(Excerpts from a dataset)
PR #462, opened 2022-03-11
Update System Requirements OpenVINO 2022.1 (Readme File)

paularamo:
- Add an important note: Users should be aware about the branch update.

- Python 3.10 is not supported.

- Python 3.9 added into the System Requirements table.

### DIFF
--- a/README.md
+++ b/README.md
@@ -8,7 +8,7 @@ English | [简体中文](README_cn.md)
 
 A collection of ready-to-run Jupyter notebooks for learning and experimenting with the OpenVINO™ Toolkit. The notebooks provide an introduction to OpenVINO basics and teach developers how to leverage our API for optimized deep learning inference.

-- The task --
Reproduce each entry above character for character.

-- Response area --
PR #462, opened 2022-03-11
Update System Requirements OpenVINO 2022.1 (Readme File)

paularamo:
- Add an important note: Users should be aware about the branch update.

- Python 3.10 is not supported.

- Python 3.9 added into the System Requirements table.

### DIFF
--- a/README.md
+++ b/README.md
@@ -8,7 +8,7 @@ English | [简体中文](README_cn.md)
 
 A collection of ready-to-run Jupyter notebooks for learning and experimenting with the OpenVINO™ Toolkit. The notebooks provide an introduction to OpenVINO basics and teach developers how to leverage our API for optimized deep learning inference.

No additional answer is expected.